Acid-base reactions are interactions where an acid donates a proton (H\(^+\)) to a base. In the given exercise, the focus is on the reaction between azide ions \(\text{N}_3^−\) and water, which results in the formation of hydrazoic acid \(\text{HN}_3\) and hydroxide ions \(\text{OH}^-\). This is an example of how bases can accept protons from water:

• The azide ion acts as a base and accepts a hydrogen ion from water.
• The water acts as an acid by donating a hydroxide ion as it releases a hydrogen ion to form \(\text{HN}_3\).

These interactions and the concept of acids and bases exchanging hydrogen ions are central to understanding and predicting the outcome of the reactions, especially in determining the concentrations of the reaction species involved.

Dissociation is the process by which an ionic compound separates into its ions in solution. Sodium azide (NaN\(_3\)) dissociates completely when it is dissolved in water:

• Sodium azide dissociates into sodium ions (Na\(^+\)) and azide ions (N\(_3^−\)).

This is represented by the chemical equation:\[\text{NaN}_3 \rightarrow \text{Na}^+ + \text{N}_3^-\]After dissociation, the azide ion can further engage in reactions. In a balanced and well-mixed solution, the ions are evenly distributed within the solvent, allowing secondary reactions like the formation of hydrazoic acid \(\text{HN}_3\) to occur. The complete dissociation is key to calculating the initial concentrations of ions before any acid-base reaction takes place.

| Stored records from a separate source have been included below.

PR #2041, opened 2020-10-25
deprecation of locations of schemaSpec

sydb:
Use a routine constraint and remarks in the tagdoc to limit where schemaSpec is allowed, with the intent of schema-enforcing it one year from now.

Reviewers: I have generated a [tagdoc](https://bauman.zapto.org/~syd/temp/TEItmp/ref-schemaSpec.html) for you.

I think some tweaks in the wording may be in order, but could be merged into dev first.

### DIFF
--- a/P5/Source/Specs/schemaSpec.xml
+++ b/P5/Source/Specs/schemaSpec.xml
@@ -46,7 +46,7 @@ $Id$
     </sequence>
   </content>
   <constraintSpec scheme="schematron" ident="deprecate_schemaSpec_in_bizarre_places">
-    <desc>enforces the depecration of <gi>schemaSpec</gi> as a child
+    <desc>enforces the deprecation of <gi>schemaSpec</gi> as a child
     of anything other than <gi>front</gi>, <gi>body</gi>,
     <gi>back</gi>, <gi>div</gi>, or any of the numbered division
     elements; it should be removed when the class memberships and
--- a/P5/Source/Specs/schemaSpec.xml
+++ b/P5/Source/Specs/schemaSpec.xml
@@ -7,7 +7,11 @@ $Date$
 $Id$
 -->
 <?xml-model href="http://jenkins.tei-c.org/job/TEIP5-dev/lastSuccessfulBuild/artifact/P5/release/xml/tei/odd/p5.nvdl" type="application/xml" schematypens="http://purl.oclc.org/dsdl/nvdl/ns/structure/1.0"?>
-<elementSpec xmlns="http://www.tei-c.org/ns/1.0" xmlns:rng="http://relaxng.org/ns/structure/1.0" module="tagdocs" xml:id="SCHEMASPEC" ident="schemaSpec">
+<elementSpec xmlns="http://www.tei-c.org/ns/1.0"
+             xmlns:rng="http://relaxng.org/ns/structure/1.0"
+             xmlns:sch="http://purl.oclc.org/dsdl/schematron"
+             xmlns:teix="http://www.tei-c.org/ns/Examples"
+             module="tagdocs" xml:id="SCHEMASPEC" ident="schemaSpec">
   <gloss versionDate="2007-07-04" xml:lang="en">schema specification</gloss>
   <gloss versionDate="2007-12-20" xml:lang="ko">스키마 명시</gloss>
   <gloss versionDate="2008-04-06" xml:lang="es">especificación de esquema</gloss>
@@ -18,7 +22,7 @@ $Id$
   <desc versionDate="2007-05-02" xml:lang="zh-TW">建立一個符合TEI標準的模型以及該模型文件。</desc>
   <desc versionDate="2008-04-05" xml:lang="ja">TEI準拠のスキーマや文書を示す．</desc>
   <desc versionDate="2007-06-12" xml:lang="fr">génère un schéma conforme à la TEI et la
-			documentation qui l'accompagne.</desc>
+                        documentation qui l'accompagne.</desc>
   <desc versionDate="2007-05-04" xml:lang="es">genera un esquema TEI-conforme y la documentación relativa.</desc>
   <desc versionDate="2007-01-21" xml:lang="it">genera uno schema TEI-conforme e la relativa documentazione</desc>
   <classes>
@@ -31,20 +35,40 @@ $Id$
   </classes>
   <content>
     <sequence>
-      
-        <alternate minOccurs="0" maxOccurs="unbounded">
-          <classRef key="model.glossLike"/>
-          <classRef key="model.descLike"/>
-        </alternate>
-      
-      
-        <alternate minOccurs="0" maxOccurs="unbounded">
-          <classRef key="model.oddRef"/>
-          <classRef key="model.oddDecl"/>
-        </alternate>
-      
+      <alternate minOccurs="0" maxOccurs="unbounded">
+        <classRef key="model.glossLike"/>
+        <classRef key="model.descLike"/>
+      </alternate>
+      <alternate minOccurs="0" maxOccurs="unbounded">
+        <classRef key="model.oddRef"/>
+        <classRef key="model.oddDecl"/>
+      </alternate>      
     </sequence>
   </content>
+  <constraintSpec scheme="schematron" ident="deprecate_schemaSpec_in_bizarre_places">
+    <desc>enforces the depecration of <gi>schemaSpec</gi> as a child
+    of anything other than <gi>front</gi>, <gi>body</gi>,
+    <gi>back</gi>, <gi>div</gi>, or any of the numbered division
+    elements; it should be removed when the class memberships and
+    content models are altered so that this restriction is enforced by
+    closed schema.</desc>
+    <constraint>
+      <sch:assert test="  parent::teix:egXML
+                        | parent::tei:encodingDesc
+                        | parent::tei:front
+                        | parent::tei:back
+                        | parent::tei:body
+                        | parent::tei:div
+                        | parent::tei:div1
+                        | parent::tei:div2
+                        | parent::tei:div3
+                        | parent::tei:div4
+                        | parent::tei:div5
+                        | parent::tei:div6
+                        | parent::tei:div7">WARNING: use of deprecated construct — the schemaSpec element will no longer be a valid child of <sch:value-of
+                        select="name(..)"/> as of 2021-10-23; instead, it should be a child of “encodingDesc”, “front”, “body”, “back”, or a division element.</sch:assert>
+    </constraint>
+  </constraintSpec>
   <attList>
     <attDef ident="start" usage="opt">
       <desc versionDate="2010-05-14" xml:lang="en">specifies entry points to the schema, i.e. which patterns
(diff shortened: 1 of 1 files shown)


martindholmes:
@sydb Looks good, but "depecration" should be "deprecation". I also don't think it's worth adding the numbered divisions; they're a bit of a hangover from many years ago, really. I would also add a context to the Schematron rule, just it case it gets separated from its elementSpec; I don't like relying on the container to provide the context for the Schematron. But only the typo matters.

sydb:
@martindholmes  —

Thank you!

1. [typo] Good catch; fixed; will push momentarily
1. [divN] Perhaps, but Council did not say to disallow `<schemSpec>` from numbered divs, and at this point it would be more work to reverse it
1. [Schematron context] Why do we have provided context capability if we don’t use it?

martindholmes:
@sydb Re #3: We don't use it *properly*, though, because the Stylesheets fail to process Schematron expressed at the attribute level properly. My own preference is to use the container as an organizin g principle -- put the constraint where you would expect to find it, and want to see it rendered in the Guidelines -- but be clear about the context. That way, if you move a Schematron rule, it won't break so easily at the processing stage.

sydb:
Hmmm… food for thought.

P5/Source/Specs/schemaSpec.xml
```diff
@@ -31,20 +35,40 @@ $Id$
...
+      </alternate>
+      <alternate minOccurs="0" maxOccurs="unbounded">
+        <classRef key="model.oddRef"/>
+        <classRef key="model.oddDecl"/>
+      </alternate>      
     </sequence>
   </content>
+  <constraintSpec scheme="schematron" ident="deprecate_schemaSpec_in_bizarre_places">
+    <desc>enforces the depecration of <gi>schemaSpec</gi> as a child
+    of anything other than <gi>front</gi>, <gi>body</gi>,
```
martinascholger: please add <encodingDesc> here as well.

P5/Source/Specs/schemaSpec.xml
```diff
@@ -31,20 +35,40 @@ $Id$
...
+        <classRef key="model.descLike"/>
+      </alternate>
+      <alternate minOccurs="0" maxOccurs="unbounded">
+        <classRef key="model.oddRef"/>
+        <classRef key="model.oddDecl"/>
+      </alternate>      
     </sequence>
   </content>
+  <constraintSpec scheme="schematron" ident="deprecate_schemaSpec_in_bizarre_places">
+    <desc>enforces the depecration of <gi>schemaSpec</gi> as a child
```
martinascholger: "This assertion" or "This" enforces ....

martinascholger (changes requested):

ebeshero:
@martinascholger : VF2F subgroup finds that far more often than not, the `<desc>` begins with a verb, taking the name of the tagdoc specification as the implied subject. So we do not think we should make this change. We may want to go the other way and change the few deviant descs to begin with a verb consistently.

martinascholger:
Pro consistency :-)

P5/Source/Specs/schemaSpec.xml
martinascholger: what I wanted to say here is please add `<encodingDesc>`

sydb: Good catch! Thank you. Fixing now …

P5/Source/Specs/schemaSpec.xml
sydb: No, our usual practice is that the description starts with a verb, as if the `@ident` were the subject.

martinascholger (approved):

jamescummings:
For some reason I'm just seeing this now.

Why the heck do we want to deprecate schemaSpec from appearing in encodingDesc? We worked really hard to *put* it there just a couple years ago. It is a natural place for those people who wish to embed a copy of their ODD in their document instance.

sydb:
Either you are misreading, @jamescummings, or we have a definite problem here. `<schemaSpec>` is (eventually) only to be **allowed** in `<encodingDesc>`, `<front>`, `<body>`, `<back>`, `<div>`, or `<divN>`. _I_ think that is what both the XPath test and content of the Schematron imply. (But the whole point of the review, of course, is to check that I got it right.)

P5/Source/Specs/schemaSpec.xml
```diff
@@ -31,20 +35,40 @@ $Id$
...
   </content>
+  <constraintSpec scheme="schematron" ident="deprecate_schemaSpec_in_bizarre_places">
+    <desc>enforces the deprecation of <gi>schemaSpec</gi> as a child
+    of anything other than <gi>encodingDesc</gi>, <gi>front</gi>, <gi>body</gi>,
+    <gi>back</gi>, <gi>div</gi>, or any of the numbered division
+    elements; it should be removed when the class memberships and
+    content models are altered so that this restriction is enforced by
+    closed schema.</desc>
+    <constraint>
+      <sch:assert test="  parent::teix:egXML
```
jamescummings: Should this be ancestor::teix:egXML ?

jamescummings:
Ah, apologies. I was reading it the wrong way around -- preventing it being in that location. Mea culpa. This happens all the time with SchemaTron for me. All looks good to me then, except I wonder if the first xpath pattern shouldn't be ancestor::teix:egXML rather than parent?

sydb:
Ooh. _Really_ good point, @jamescummings. No, I don’t think the test should be just ancestor::teix:egXML, which says just “don’t complain if this is an example”. The truly right thing to do, seems to me, is to deprecate use of `<schemaSpec>` outside those particular places whether in an example or not. Thus
~~~xml
      <sch:assert test="             parent::teix:egXML
                        | parent::tei:encodingDesc  | parent::teix:encodingDesc
                        | parent::tei:front         | parent::teix:front
                        | parent::tei:back          | parent::teix:back
                        | parent::tei:body          | parent::teix:body
                        | parent::tei:div           | parent::teix:div
                        | parent::tei:div1          | parent::teix:div1
                        | parent::tei:div2          | parent::teix:div2
                        | parent::tei:div3          | parent::teix:div3
                        | parent::tei:div4          | parent::teix:div4
                        | parent::tei:div5          | parent::teix:div5
                        | parent::tei:div6          | parent::teix:div6
                        | parent::tei:div7          | parent::teix:div7 ">WARNING: use
      of deprecated construct — the schemaSpec element will no longer be a valid child
      of <sch:value-of select="name(..)"/> as of 2021-10-23; instead, it should be a
      child of “encodingDesc”, “front”, “body”, “back”, or a division element.</sch:assert>
~~~
But this, of course, is predicated on the Schematron being fired when the element being tested is `<teix:schemaSpec>`, which I think is how this works for checking example validity, but would have to either re-read the code or test to be sure.

sydb:
I have not only changed the Schematron constraint so that it directly checks the parent element whether it is in the tei: or teix: namespace, I have also:
- changed the context of the constraint to be either `<tei:schemaSpec>` or `<teix:schemaSpec>`
- explicitly made the constraint `"nonfatal"`
- added a `@validUntil`
- added a `<desc type="deprecationInfo">`
- wordsmithed the `<remarks>`

Reminder to reviewers: You can read the current [tagdoc](https://bauman.zapto.org/~syd/temp/TEItmp/ref-schemaSpec.html) rather than generate it for yourself, if you like. I have also put the [deprecations](https://bauman.zapto.org/~syd/temp/TEItmp/DEPRECATIONS.html) page up.

jamescummings:
> Ooh. _Really_ good point, @jamescummings. No, I don’t think the test should be just ancestor::teix:egXML, which says just “don’t complain if this is an example”. The truly right thing to do, seems to me, is to deprecate use of `<schemaSpec>` outside those particular places whether in an example or not.

Hrmmm. I'm not sure, on principle, whether I agree. Wouldn't that imply that examples should contain valid TEI? We know from the fact that egXML has a `@valid` attribute that many (ok, some) might want to construct examples based on invalid TEI. (For example, to demonstrate what not to do....).  

But if this is nonfatal then it just ends up as a warning right? In that case it seems perfectly pragmatic to have. The minor annoyance of having it for those who really really want to do this is offset by the benefit of warning all those doing this accidentally.

jamescummings:
Oh and every time you refer to it you say: 

"encodingDesc, front, body, back, or a division element" 

(or something like that order). 

Is it that order in specific for a reason? the 'encodingDesc' seems misplaced. I suppose it is header elements first then the others, then divisions inside those.  But still looks strange to have encodingDesc first to me. I'm not arguing for an alphabetically-sorted list... that would be 'back, body, division element, encodingDesc, or front'  which just looks even sillier. Instead I might have said 'front, body, back, encodingDesc, or a division element'. The logic being there are three types of component (front, body, back), (encodingDesc), and (division elements) and for some reason it looks better that way around to me. 

This is a minor aesthetic quibble which you can ignore. Otherwise looks good to go!

sydb:
Addressing @jamescummings’ thoughts in prev 2 posts.

## but `<egXML>` is allowed to be invalid

Again, good point. I thought about this for a moment and figured I really should have `ancestor::teix:egXML[@valid eq 'false']` as one of the “this is OK” tests on the `<sch:assert>`. But then my brain broke when I thought about valid="feasible", and like the moron I am I just forgot about "false". But then thought that this is just a warning, and even in the case where you assert an example is marked as invalid it may not be a bad idea to remind you that this particular structure will cause a problem in the future.

That said, if you had an example (`@valid` defaulting to "true") that raised this warning and thought “OK, I know that now; I want that message to go away” and thus changed `@valid` to "false", you would be annoyed when it did not go away.

Sigh. I honestly don’t know what to do.

## order of elements in list of OK parents

You have surmised completely correctly that I think of this as three sets of elements — `<front>`, `<body>`, & `<back>`; `<encodingDesc>`; and divisions — and ordered them from “top to bottom”. But even as I did so I was waffling on whether `<encodingDesc>` should be 1st or middle in that list. So given that we have your vote for middle, and no one has objected, I am going to change it. … done in 580a89368.

P5/Source/Specs/schemaSpec.xml
```diff
@@ -45,28 +45,38 @@ $Id$
...
+			  | parent::tei:div           | parent::teix:div
+			  | parent::tei:div1          | parent::teix:div1
+			  | parent::tei:div2          | parent::teix:div2
+			  | parent::tei:div3          | parent::teix:div3
+			  | parent::tei:div4          | parent::teix:div4
+			  | parent::tei:div5          | parent::teix:div5
+			  | parent::tei:div6          | parent::teix:div6
+			  | parent::tei:div7          | parent::teix:div7"
+		    role="nonfatal">WARNING: use of deprecated construct — the “schemaSpec” element will no longer be a valid child of “<sch:value-of
+                        select="name(..)"/>” as of 2021-10-23; instead, it should be a child of “encodingDesc”, “front”, “body”, “back”, or a division element.</sch:assert>
```
martinascholger: I wonder if the date should be changed to February 2022?

sydb: Only if we defer to 4.3. From the beginning this was supposed to be a short (6–12 month) deprecation period.

martinascholger: ah, ok.

peterstadler (approved):
have tested locally (`make clean validate test`) and it builds ok. Nothing else that wasn't already addressed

Equilibrium in a chemical reaction is the state where the concentrations of reactants and products remain constant over time. For the dissociation of hydrazoic acid in water, we need to find the concentrations of various species at equilibrium. Given the weak acid \(\text{HN}_3\), which does not dissociate completely in water, we calculate the concentrations using changes in initial and equilibrium states:

• [N\(_3^−\)] starts at 0.010 M, but decreases by x as it forms \(\text{HN}_3\).
• [HN\(_3\)] and [OH\(^-\)] increase by x, as they are products of the reaction.

Therefore, the equilibrium concentrations are:

• [HN\(_3\)] = x = 1.37 x 10\(^{-3}\) M
• [OH\(^-\)] = x = 1.37 x 10\(^{-3}\) M
• [N\(_3^−\)] = 0.010 - x = 8.63 x 10\(^{-3}\) M
These concentrations help to further understand the dynamics and extent of the reaction within the solution.

The acid dissociation constant \(K_a\) provides insight into the strength of a weak acid in solution. It specifically measures the extent of dissociation of an acid into its ionic components. The formula for \(K_a\) is given by:\[K_a = \frac{[\text{HN}_3][\text{OH}^-]}{[\text{N}_3^-]}\]Here, \(K_a\) is used to determine the change in concentrations at equilibrium. In practice:

• The given \(K_a\) value helps us set up an equilibrium expression based on the change "\(x\)" which represents the concentration of products formed.
• Since \(K_a\) is quite small (1.9 x 10\(^{-5}\)), we assume \(x\) is negligible compared to 0.010, simplifying calculations.

Understanding \(K_a\) and its application in calculating equilibrium concentrations is crucial for predicting how much reactants remain un-dissociated and how much product is formed in a given solution.